Parodi nelle giornate del 19 e 20 gennaio sarà a Jesi per partecipare a un convegno dedicato al tema e lanciare la proposta di una rete nazionale di scuole a compiti zero. «Avere Parodi qui a Jesi è una grande opportunità – afferma Francesco Savore, dirigente dell’Istituto di Istruzione Superiore Pieralisi che ha organizzato l’evento -. Nella nostra regione sono infatti parecchi gli insegnanti che hanno dimostrato la volontà e la capacità di sperimentare un diverso metodo di fare lezione. Tuttavia permangono ancora molte resistenze. Il convegno permetterà di raccordare coloro che già adottano tale metodica e di spiegare agli altri perché vogliamo una scuola senza compiti».
Già, perché? Perché studiare di meno dovrebbe favorire l’apprendimento? Ebbene, Savore sottolinea come la gran parte delle ricerche riconosca che per imparare non è tanto importante la quantità di compiti a casa, quanto la qualità dell’insegnamento a scuola: «In Italia è ancora molto diffusa l’idea Ottocentesca secondo la quale il rendimento sia legato alla sofferenza. Invece è vero tutto il contrario. Un ragazzo che arriva a scuola dopo essersi riposato e aver avuto la possibilità di socializzare e sviluppare i suoi interessi sarà più attento e motivato». Ma per Savore la vera rivoluzione deve avvenire in classe.
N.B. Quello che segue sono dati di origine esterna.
PR #2012, opened 2021-07-27
Add token authentication for munin routes (when TOTP enabled)

### LINKED ISSUE #1865: Munin fails to authenticate with TOTP enabled

NewbieOrange:
Currently, with TOTP enabled, any route within `/admin` becomes inaccessiable without the proper `x-auth-token` header or `master API key`. However, the munin monitoring pages does not carry the header or the API key, making them in fact unusable.

Thie pull request purposes to add a token authentication system for the munin routes. When a user logins, the `/me` API will assign a random token to the user's cookie storage. The 2FA system will check for the token if the path is under munin, and allow skipping `x-auth-token` authentication if the token is valid (and not expired). The token will automatically expire after 600 seconds (10 minutes) by default.

This pull request will close #1865.

### DIFF
--- a/management/auth.py
+++ b/management/auth.py
@@ -117,7 +117,7 @@ class KeyAuthService:
 					"/usr/bin/doveadm", "pw",
 					"-p", pw,
 					"-t", pw_hash,
-					])
+				])
 			except:
 				# Login failed.
 				raise ValueError("Invalid password.")
--- a/management/auth.py
+++ b/management/auth.py
@@ -1,6 +1,6 @@
-import base64, os, os.path, hmac, json
+import base64, os, os.path, hmac, json, secrets
 
-from flask import make_response
+from expiringdict import ExpiringDict
 
 import utils
 from mailconfig import get_mail_password, get_mail_user_privileges
@@ -16,6 +16,8 @@ class KeyAuthService:
 	requests. The key is passed as the username field in the standard HTTP
 	Basic Auth header.
 	"""
+	token_dict = ExpiringDict(max_len=1024, max_age_seconds=600)
+
 	def __init__(self):
 		self.auth_realm = DEFAULT_AUTH_REALM
 		self.key = self._generate_key()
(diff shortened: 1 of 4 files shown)


NewbieOrange:
Preferably the logout should have an actual route and remove the token (or we just remove the token from local storage in js), otherwise the munin routes are still accessible after logout.

NewbieOrange:
@JoshData Any thoughts on this?

JoshData:
Overall it's on the right track, but since this is about security, I'll need to review in more detail when I have time.

management/templates/index.html
```diff
@@ -370,8 +370,10 @@ <h4 class="modal-title" id="errorModalTitle"> </h4>
   api_credentials = ["", ""];
   if (typeof localStorage != 'undefined')
     localStorage.removeItem("miab-cp-credentials");
+    localStorage.removeItem("miab-cp-token");
```
fspoettel, line 373: I don't think this can work? you are setting the cookie to be `HttpOnly` which means it won't be accessible client-side.

NewbieOrange: True. Probably need a server route like /bye or /logout for this.

NewbieOrange:
I have tested this for several days and everything seems to be working fine.

JoshData:
I liked this so much I'm adapting the expiringdict idea to replace the current HMAC-based session tokens with random tokens stored in an expiringdict. I'll push that in a few days. Then we can re-visit how to adapt that to the munin problem.

NewbieOrange:
Seems this is included in e884c47, closing this one.

PR #2013, opened 2021-07-27
Disable auto-complete for 2FA code

NewbieOrange:
The 2FA code input does not disable auto-complete, and the browser keep prompt previously-input codes, causing minor annoyance.


JoshData:
Thanks.

PR #2015, opened 2021-08-06
fail2ban now supports ipv6

NewbieOrange:
Since fail2ban 0.10.0, ipv6 support has been added. The current Ubuntu 18.04 repository has fail2ban 0.10.2, which does have ipv6 protection.


JoshData:
Thanks.

PR #2017, opened 2021-08-09
Ignore bad encoding in email addresses when parsing maillog files

lamkin:
local/domain parts of email address should be standard ASCII or
UTF-8. Some email addresses contain extended ASCII, leading to
decode failure by the UTF-8 codec (and thus failure of the
Usage-Report script)

This change allows maillog parsing to continue over lines
containing such addresses


JoshData:
Great.

PR #2024, opened 2021-08-23
Show backup retention period form when configuring B2 backups

ddavness:
Probably due to an oversight, the `backup-target-b2` class was not added to the backup retention period form. That way, it wouldn't be displayed if you tried to configure backups using Backblaze B2.


JoshData:
Thanks!

PR #2033, opened 2021-09-10
add numeric flag value to DNSSEC DS status message

mailinabox-contributor:
Some registrars (e.g. Porkbun) accept Key Data when creating a DS RR, but accept only a numeric flags value to indicate the key type (256 for KSK, 257 for ZSK).

[RFC 5910, section 4.3 has an example](https://datatracker.ietf.org/doc/html/rfc5910#section-4.3)

Adding the numeric value to the status message shown on the Status page would save people a few minutes searching.

### DIFF
--- a/management/status_checks.py
+++ b/management/status_checks.py
@@ -646,7 +646,7 @@ def check_dnssec(domain, env, output, dns_zonefiles, is_checking_primary=False):
 		output.print_line("Option " + str(i+1) + ":")
 		output.print_line("----------")
 		output.print_line("Key Tag: " + ds_suggestion['keytag'])
-		output.print_line("Key Flags: KSK")
+		output.print_line("Key Flags: KSK (256)")
 		output.print_line("Algorithm: %s / %s" % (ds_suggestion['alg'], ds_suggestion['alg_name']))
 		output.print_line("Digest Type: %s / %s" % (ds_suggestion['digalg'], ds_suggestion['digalg_name']))
 		output.print_line("Digest: " + ds_suggestion['digest'])


JoshData:
Thanks!

management/status_checks.py
```diff
@@ -646,7 +646,7 @@ def preferred_ds_order_func(ds_suggestion):
 		output.print_line("Option " + str(i+1) + ":")
 		output.print_line("----------")
 		output.print_line("Key Tag: " + ds_suggestion['keytag'])
-		output.print_line("Key Flags: KSK")
+		output.print_line("Key Flags: KSK (256)")
```
mailinabox-contributor, line 649: I apologize for the noise. I should have made this

```
Key Flags: 256 / KSK
```

The match the style of the following lines.

JoshData: Eh it's ok, we can leave it.

steadfasterX:
ouch.. I ran into an issue with that:

* KSK is 25**7** and ZSK is 25**6** (source example: https://docs.infoblox.com/display/NAG8/DNSKEY+Resource+Records)

I was completely puzzled when trying to activate the given suggestion (KSK - 25**6**) on my domain and failed badly.

mailinabox-contributor:
> ouch.. I ran into an issue with that:
> 
>     * KSK is 25**7** and ZSK is 25**6** (source example: https://docs.infoblox.com/display/NAG8/DNSKEY+Resource+Records)
> 
> 
> I was completely puzzled when trying to activate the given suggestion (KSK - 25**6**) on my domain and failed badly.

You're right, I did get them mixed up.

I'm very sorry you encountered trouble due to my error. Thank you for contributing a fix.

steadfasterX:
> You're right, I did get them mixed up.
> 
> I'm very sorry you encountered trouble due to my error. Thank you for contributing a fix.

no worries, all good ;)

PR #2034, opened 2021-09-11
Local dns config

drpixie:
Hi Josh, 
As discussed, here's a pull request for my trivial NSD config change that permits additional local NSD config. I've tested it (using "sudo mailinabox") as initial setup and as subsequent reinstall, with no obvious problems. Thanks.

### DIFF
--- a/setup/dns.sh
+++ b/setup/dns.sh
@@ -65,7 +65,7 @@ done
 echo "include: /etc/nsd/zones.conf" >> /etc/nsd/nsd.conf;
 echo "include: /etc/nsd/local.conf" >> /etc/nsd/nsd.conf;
 
-# NSD requires all include files to exist, ensure we have a local.conf.
+# NSD requires all include files to exist; ensure we have a local.conf.
 
 if [ ! -f /etc/nsd/local.conf ]; then
     echo "# local zone config" > /etc/nsd/local.conf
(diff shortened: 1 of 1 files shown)


JoshData:
I think

    include: "/etc/nsd/nsd.conf.d/*.conf"

would actually be nicer. This is probably in the stock nsd.conf that we are overwriting.

Could you test this instead and check that it works?

drpixie:
Hi,

I agree, "include *.conf" would be nicer, but it fails because nsd.conf
includes itself and things go round in circles until nsd falls over :(
We could rename the all the include files, or nsd.conf, but I was trying to
keep it to minimal changes.

   Andrew.

myfirstnameispaul:
That seems odd. On my installation `/etc/nsd/nsd.conf.d/` is empty.

drpixie:
I wasn't putting the new include file in /etc/nsd/nsd.conf.d, just in
/etc/nsd, because the existing MIAB config file is in /etc/nsd.

It would make sense to move both the MIAB and local config files into
nsd.conf.d but that will involve modifying the stuff that generates & signs
the "box" domain config files, and I was trying to avoid wide-reaching
changes.

   Andrew.

drpixie:
Josh, would you prefer a cleaner change with all the dns config files in nsd.conf.d? I'm happy to tweak management/dns_update.py and setup/dns.sh, and move the MIAB .conf into /etc/nsd/nsd.conf.

If yes, discard my PR and I'll make another PR.

drpixie:
Better/cleaner PR coming. I'll close this one.

PR #4720, opened 2025-10-24
BGDIDI-2998: Viewer settings for sora_200

belisas:
Adding the vector file, mako and legends for ch.bazl.intrinsisches-bodenrisiko_sora_200.


belisas:
Question: how do I properly resolve the mentioned conflicts?
I opened the current branch before the one for sora_100 was merged and it seems like there are problems because of that.

faselm (approved):

PR #4721, opened 2025-10-24
PB-1711: run docker image as geodata user

hbollon:
The dockerfile seems already designed to support running the image as `${USER}` (geodata) but final USER instruction was missing. This PR fix that.


rebert (approved):
merci

PR #4727, opened 2025-10-29
BGDIDIC-2837: Viewer settings for ch.vbs.ladestationen

belisas:
Updated (due to attribute changes):
- vector model vbs.py
- mako file vbs_ladestationen.mako

No changes to the legends.


rebert (approved):
merci

PR #4730, opened 2025-11-03
BGDIDIC-3000: convert to hours and minutes

rebert:


ltclm (changes requested):
thank you for that!
it is a nice implementation but im not sure if we should still implement such operations in the htmlpopup service.
i would rather suggest to ask the data owner to deliver publication ready data instead.

PR #4731, opened 2025-11-03
BGDIDIC-2990: ch.swisstopo.swisseo_ndvi_diff_v100 add legends

ltclm:


faselm (commented):
ch.swisstopo.swisseo_ndvi_z_v10_de.png seems at odd and unable to be displayed

PR #4734, opened 2025-11-05
BGDIDIC-1457: update legends

ltclm:


faselm (approved):
"Unable to render rich display" so I can't check the legends

PR #4841, opened 2026-04-29
BGDIDIC-1998: List entries as string in mako

belisas:


marionb:
@belisas the last commit does the trick. It is quite helpful to have a debugger ;-)

marionb (approved):
Code looks good now and tested it
👍

julianhafner (approved):
Looks good to me 👍

PR #4843, opened 2026-05-12
PB-2302: adapt the public transport stops to SLOID

hansmannj:
This needs to be deployed until beginning of June so that the public transport stop information requests will work after that date (when the OJP 2.0 API we use for that switched to SLOID support only).

Introduce a two-step LIR (location information request) + SER (stop event request) flow for public transport stationboard: numeric DiDok station IDs are first resolved to a SLOID via an OJP LocationInformationRequest, then the stop event request is made with the resolved identifier
- Use `PlaceRef/StopPointRef` in the LIR request for a deterministic ID-based lookup instead of a fuzzy name search
- Handle ythe case gracefully. where the LIR retursn DiDok instead of SLOID. This will most likely be the case untin beginning of June, until the OJP 2.0 API switched to SLOID: if the LIR returns a DiDok instead of a SLOID (API not yet upgraded), use it directly for SER. Once it returns SLOIDs, use those.
- Update and consolidate test mocks to reflect the two-step flow, rename helpers for clarity (`generate_mock_ser_response`, `generate_mock_lir_response`)


ltclm (changes requested):
Thanks @hansmannj! Just two comments:

1. **`test_stationboard_invalid_id` passes for the wrong reason now.** `"invalid_id"` has no `:`, so it hits LIR first — the single SER-shaped mock gets consumed there, parsing fails, and `OpenTransNoStationException` is raised from LIR, not SER. Could you add a proper LIR mock (or rename the test)?

2. **No test for the DiDok-fallback case.** The PR mentions LIR will keep returning DiDoks until June, but nothing covers it. Mind adding one where the LIR mock returns a colon-less ID and we assert SER is called with it (and ideally the warning is logged)?

ltclm (approved):
thank you 👍

boecklic (approved):
Thanks 👌 . 
If this needs to be deployed by beginning of Juni it should probably be merged into master directly? The date of the develop-deploy branch is July first...

PR #4856, opened 2026-07-06
swissgeocover2d: adding big legend PDFs and image overview (for legend)

procrastinatio:
As some PDF are quite big (even compressed), feel free to store them elsewhere, if too massive.


chsdi/static/images/legends/ch.swisstopo.geologie-swissgeocover2d_unconsolidated_fr_big.pdf
```diff
@@ -0,0 +1 @@
+ch.swisstopo.geologie-swissgeocover2d_unconsolidated_de_big.pdf
```
rebert, line 1: this looks like a text file ...

chsdi/static/images/legends/ch.swisstopo.geologie-swissgeocover2d_surfaces_en_big.pdf
```diff
@@ -0,0 +1 @@
+ch.swisstopo.geologie-swissgeocover2d_surfaces_de_big.pdf
```
rebert, line 1: There is no redicrect. You have to put the de version of the pdf here with the name ...surface_en_big.pdf

rebert (changes requested):
It looks almost good for me. I would put big.pdf allover and not text files called .pdf. There is no redirect to another file... 

If the document does not exist in a language I would make a copy f.ex. the _de_big.pdf copied to _rm_big.pdf

chsdi/static/images/legends/ch.swisstopo.geologie-swissgeocover2d_unconsolidated_fr_big.pdf
procrastinatio: @rebert  Apparently, this should create a symlink. The actual and only real file is `swissgeocover2d_bedrock_de_big.pdf‎`, the `rm`, `fr` and `en` version should reuse this file. Same for the other legends.

rebert (approved):
lgtm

«Abolire i compiti a casa non ha senso se non si cambia il metodo di insegnamento. Finora ha dominato il modello della lezione frontale, nel quale i docenti si limitano a trasmettere informazioni, mentre lo studio vero e proprio avviene a casa. Questo però crea disparità, perché non tutti gli alunni possono avere l’aiuto dei genitori o permettersi lezioni a pagamento. Il nostro modello prevede, non l’abolizione dei compiti, ma il loro svolgimento a scuola». In sostanza l’insegnante dovrebbe limitare le lezioni frontali a non più di una ventina di minuti, ovvero il tempo di attenzione medio di qualsiasi studente, per poi far diventare gli stessi ragazzi protagonisti, creando condizioni di lavoro individuale e collettivo e trasformandosi in un tutor che affianca gli studenti nella risoluzione dei problemi.